◆ **Task requirements**: Which lines below fall between the one containing "feat(chart): add PodDisruptionBudget" and the one containing "matches no pods"? Repeat them exactly, counting both of those lines, and add nothing else.
Segment Start: Data supplied
PR #302, opened 2026-08-29
feat(chart): add PodDisruptionBudget and Deployment rollout strategy support

TheRealNoob:
## Summary
- Add an optional `podDisruptionBudget` resource to the `argo-diff` Helm chart, so operators can protect pods from voluntary disruptions (node drains, cluster autoscaler)
- Add `deployment.strategy` to let operators override the Deployment's rollout strategy instead of relying on Kubernetes' default (RollingUpdate, 25%/25%)

## Details
- `templates/pdb.yaml` fails to render if `deployment.replicas == 1` (a PDB is either a no-op or blocks node drains forever at that replica count), and if `minAvailable`/`maxUnavailable` are both set (Kubernetes itself rejects a PDB spec with both fields populated)
- `deployment.replicas: 0` (scale-to-zero) is allowed — the PDB selector simply matches no pods
- New `tests/pdb_test.yaml` and additions to `tests/deployment_test.yaml` cover both features

## Test plan
- [x] `helm lint charts/argo-diff`
- [x] `helm unittest charts/argo-diff` (all suites pass)
- [ ] Reviewer: confirm chart version bump policy — none included here per `scripts/prep-release.sh` convention (bumped at release time, not per-PR)

Assisted-by: Claude Code (claude-opus-4-6)

### DIFF
--- a/charts/argo-diff/templates/pdb.yaml
+++ b/charts/argo-diff/templates/pdb.yaml
@@ -1,0 +1,32 @@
Segment End: Data supplied
◆ **Answer for the task**:
feat(chart): add PodDisruptionBudget and Deployment rollout strategy support

TheRealNoob:
## Summary
- Add an optional `podDisruptionBudget` resource to the `argo-diff` Helm chart, so operators can protect pods from voluntary disruptions (node drains, cluster autoscaler)
- Add `deployment.strategy` to let operators override the Deployment's rollout strategy instead of relying on Kubernetes' default (RollingUpdate, 25%/25%)

## Details
- `templates/pdb.yaml` fails to render if `deployment.replicas == 1` (a PDB is either a no-op or blocks node drains forever at that replica count), and if `minAvailable`/`maxUnavailable` are both set (Kubernetes itself rejects a PDB spec with both fields populated)
- `deployment.replicas: 0` (scale-to-zero) is allowed — the PDB selector simply matches no pods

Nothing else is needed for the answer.